她们大多是贫苦人家的姑娘,能免费来书院识字,学会算数,她们就很开心了。
靠此来嫁人,她们大多都没想过。
真要说一个理由,不用在家干忙不完的农活,能坐在书院中听夫子授课。
于她们而言,就是庆幸。
林清禾的话犹如一道利光照进她们脑子里。
读书是为了自己。
为了不看男人的脸色。
这种话,她们从未听过。
自幼她们听到的都是要以夫为纲,嫁鸡随鸡嫁狗随狗。
不管嫁的夫婿是会逛青楼还是去赌坊输光家产,都要一如既往的伺候他们。
凭什么呢?
她们猛然意识到,她们没有反抗的机会。
“怎么就不能是西门公子要往南小姐身上凑呢?”乙班的梁宛白出声道。
她是镇上屠户的女儿,家中伙食足,吃的珠圆润玉,肌肤白皙,柳眉杏眼,看上去十分娇俏。
“怎么可能!”劳秋池绝口否认,狠狠瞪她一眼。
梁宛白站出来反驳:“如何不可能!南小姐生得比我们都美,气度高贵,看不上她的男儿郎都瞎了吧。”

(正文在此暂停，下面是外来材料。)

PR #2211, opened 2026-08-25
fix(runtime): preserve empty strings under properties in Agent presentation

### LINKED ISSUE #1995: kg: update response echo omits property keys set to empty string, reading as deleted

ohdearquant:
Agent presentation dropped every empty string unconditionally, so an update setting a property to `""` echoed back without the key — a successful write read as a deletion (#1995).

A key under a record's `properties` object exists only because a caller wrote it, so `""` there is data: it distinguishes set-to-empty from absent. This guards the empty-string drop with the existing `inside_properties` context, at any nesting depth under `properties`. Empty arrays and objects under `properties` are still dropped, per ADR-045 Amendment 3's scope note (#2193).

Tests: preservation at two nesting depths, plus controls that the drop still applies outside `properties` and to empty containers within it.

Fixes #1995.

### DIFF
--- a/crates/khive-runtime/src/presentation.rs
+++ b/crates/khive-runtime/src/presentation.rs
@@ -687,6 +687,12 @@ fn transform_field_agent(
         {
             Some(value)
         }
+        // Preserve empty strings under a record's `properties` object: those
+        // keys exist only because a caller wrote them, so `""` there is data
+        // (set-to-empty vs absent, ADR-045 Amendment 3, issue #1995). Empty
+        // arrays and objects under `properties` are still dropped per the
+        // amendment's scope note.
+        Value::String(s) if s.is_empty() && context.inside_properties => Some(value),
         // Drop other empty strings, arrays, objects.
         Value::String(s) if s.is_empty() => None,
         Value::Array(a) if a.is_empty() => None,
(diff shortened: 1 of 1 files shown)


ohdearquant (commented):

Verdict on head 5aa8bb3c2e6a64861ad58f962be6f41f4a482276: REQUEST-CHANGES, 1 blocking finding. Finding details are delivered to the review's recipients rather than posted here. Do not merge this head while blocking findings are outstanding; a pipeline comment on a newer head supersedes this one.

ohdearquant (commented):

Verdict on head 9d516a568b0ccb9e6bd195bd29a55937cf7a77b1: REQUEST-CHANGES, 1 blocking finding. Finding details are delivered to the review's recipients rather than posted here. Do not merge this head while blocking findings are outstanding; a pipeline comment on a newer head supersedes this one.

ohdearquant (commented):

有了她出头,丙班与乙班的女郎都站出来,全都走到林清禾身后,将她簇拥其中。
“不错,也许是西门公子缠着南小姐。”
“南小姐是咱们云城最貌美的姑娘了,性子又好,我们也喜欢!”
南如烟虽是西门府的表小姐,但与丙乙班的女郎们,身份上有云泥之别。
她学业好,她们有不明白之处,她柔和的教她们,没有一丁点儿世家女郎的高高在上。
甲班以劳秋池为首的女郎们吵不过她们,败下阵来。
劳秋池离开之前放狠话:“给我等着!”
丙乙班的女郎们面色都有些苍白。
她是师爷的女儿,万一带人来家中找茬,这可如何是好。
就在此时,林清禾冲她们行了一礼:“多谢诸位今日帮我说话,诸位放心,倘若劳秋池等人敢报复,你们可去西门府寻我。”
女郎们闻言才安了安心,冲她腼腆笑了笑。
梁宛白冲林清禾竖起大拇指:“南小姐,你今日终于反击了!我们帮你,也是基于你自己立起来了!”
林清禾冲她颔首笑:“课业上有不懂的,尽管来寻我。”
“好!”梁宛白笑得眼眸微眯,她擦了擦手,看着林清禾欲言又止。
林清禾看出她的意图,伸手握住她的手。
梁宛白激动的面色涨红,她觉得这两日的南如烟实在是太夺目了。
跟以往不一样!
她喜欢!
“今后也要像今日这般,敢于怼,敢于跟她们打架!”梁宛白冲她扬声道,“不管怎样,你背后站着的是西门家!回去告状时哭一哭,道一道委屈,你毕竟是西门家的表小姐,他们自然会出面为你讨公道的!”
世家,最在乎颜面了!
林清禾笑道:“好。”
真正的南如烟唇瓣微抖,双眸也涌出泪花。
“对,没错,就是这样。”道元突然喊了声,将她吓了一跳。
道元语重心长道:“孩子,会哭闹的孩子才有糖吃。”
芍药赞同点头:“是呀,莫要硬憋着,将委屈按捺在心底,减寿十年。
少观主曾说,有气就要怼,有泼就要撒。”
从来没有人这样教过南如烟,她听得很认真,正色点头:“我会的。”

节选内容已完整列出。